**ASSIGNED TASK**
Repeat the records. Keep every word and mark exactly as it is.

[[ DATA UNDER STUDY open ]]

PR #1286, opened 2020-12-14
Indiapi/refactoring - IWidgetVectorProperty proposal to simplify the code

pawel-soja:
I would suggest starting to simplify the code that is duplicated.
If you accept my changes, I will continue to work.
I am happy to answer any doubts.

I tried to transfer the behavior from the original implementation.

I have noticed inconsistencies.
only in some places is it used:
<code>
bool pRegistered = oneProp->getRegistered();
</code>
or:
<code>
if (pType == INDI_BLOB)
    oneProp->setRegistered(false);
</code>
I don't know all the library code yet.

### DIFF
--- a/indiapi.h
+++ b/indiapi.h
@@ -253,8 +253,8 @@ typedef struct _IWidgetVectorProperty
     double timeout;
     /** current property state */
     IPState state;
-    /** Widget comprising this vector */
-    IWidget *widets;
+    /** Widget comprising this vector - first cast to valid type to iterate */
+    void *widets;
     /** Dimension of widgets[] */
     int  nwidgets;
     /** ISO 8601 timestamp of this event */
--- a/indiapi.h
+++ b/indiapi.h
@@ -218,6 +218,52 @@ IP_RW  /*!< Read & Write */
  */
 
 /**
+ * @struct IWidget
+ * @brief Common data for
+ * IText, INumber, ISwitch, ILight, IBLOB
+ */
+typedef struct _IWidget
+{
+    /** Index name */
+    char name[MAXINDINAME];
+    /** Short description */
+    char label[MAXINDILABEL];
+} IWidget;
+
+/**
+ * @struct IWidgetVectorProperty;
+ * @brief Common data for
+ * ITextVectorProperty, INumberVectorProperty,
+ * ISwitchVectorProperty, ILightVectorProperty,
+ * IBLOBVectorProperty
+ */
+typedef struct _IWidgetVectorProperty
+{
+    /** Device name */
+    char device[MAXINDIDEVICE];
+    /** Property name */
+    char name[MAXINDINAME];
+    /** Short description */
+    char label[MAXINDILABEL];
+    /** GUI grouping hint */
+    char group[MAXINDIGROUP];
+    /** Client accessibility hint */
+    IPerm perm;
+    /** Current max time to change, secs */
+    double timeout;
+    /** current property state */
+    IPState state;
+    /** Widget comprising this vector */
+    IWidget *widets;
+    /** Dimension of widgets[] */
+    int  nwidgets;
+    /** ISO 8601 timestamp of this event */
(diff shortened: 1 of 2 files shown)


knro:
Thanks! I can see how this could be useful, but is this intended an an internal structure unavailable to driver that is used to simplify the code? All changes have to be in line with the INDI wire protocol.

pawel-soja:
First I would like to clean up what is now without modifying the structures.
Each "widget" has the same header structure, so if you want to read it, you don't need to cast to a particular type.
Therefore, the new structures are only for 'static_cast'.

The next step I would suggest is to get rid of std::vector searching, and use std::map for example.

The above modifications will increase the readability of "defaultdevice", "basedevice" etc. Reduce the amount of code, using standard C++11 efficient containers.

[[ DATA UNDER STUDY closed ]]

**COMPLETED TASK**
PR #1286, opened 2020-12-14
Indiapi/refactoring - IWidgetVectorProperty proposal to simplify the code

pawel-soja:
I would suggest starting to simplify the code that is duplicated.
If you accept my changes, I will continue to work.
I am happy to answer any doubts.

I tried to transfer the behavior from the original implementation.

I have noticed inconsistencies.
only in some places is it used:
<code>
bool pRegistered = oneProp->getRegistered();
</code>
or:
<code>
if (pType == INDI_BLOB)
    oneProp->setRegistered(false);
</code>
I don't know all the library code yet.

### DIFF
--- a/indiapi.h
+++ b/indiapi.h
@@ -253,8 +253,8 @@ typedef struct _IWidgetVectorProperty
     double timeout;
     /** current property state */
     IPState state;
-    /** Widget comprising this vector */
-    IWidget *widets;
+    /** Widget comprising this vector - first cast to valid type to iterate */
+    void *widets;
     /** Dimension of widgets[] */
     int  nwidgets;
     /** ISO 8601 timestamp of this event */
--- a/indiapi.h
+++ b/indiapi.h
@@ -218,6 +218,52 @@ IP_RW  /*!< Read & Write */
  */
 
 /**
+ * @struct IWidget
+ * @brief Common data for
+ * IText, INumber, ISwitch, ILight, IBLOB
+ */
+typedef struct _IWidget
+{
+    /** Index name */
+    char name[MAXINDINAME];
+    /** Short description */
+    char label[MAXINDILABEL];
+} IWidget;
+
+/**
+ * @struct IWidgetVectorProperty;
+ * @brief Common data for
+ * ITextVectorProperty, INumberVectorProperty,
+ * ISwitchVectorProperty, ILightVectorProperty,
+ * IBLOBVectorProperty
+ */
+typedef struct _IWidgetVectorProperty
+{
+    /** Device name */
+    char device[MAXINDIDEVICE];
+    /** Property name */
+    char name[MAXINDINAME];
+    /** Short description */
+    char label[MAXINDILABEL];
+    /** GUI grouping hint */
+    char group[MAXINDIGROUP];
+    /** Client accessibility hint */
+    IPerm perm;
+    /** Current max time to change, secs */
+    double timeout;
+    /** current property state */
+    IPState state;
+    /** Widget comprising this vector */
+    IWidget *widets;
+    /** Dimension of widgets[] */
+    int  nwidgets;
+    /** ISO 8601 timestamp of this event */
(diff shortened: 1 of 2 files shown)


knro:
Thanks! I can see how this could be useful, but is this intended an an internal structure unavailable to driver that is used to simplify the code? All changes have to be in line with the INDI wire protocol.

pawel-soja:
First I would like to clean up what is now without modifying the structures.
Each "widget" has the same header structure, so if you want to read it, you don't need to cast to a particular type.
Therefore, the new structures are only for 'static_cast'.

The next step I would suggest is to get rid of std::vector searching, and use std::map for example.

The above modifications will increase the readability of "defaultdevice", "basedevice" etc. Reduce the amount of code, using standard C++11 efficient containers.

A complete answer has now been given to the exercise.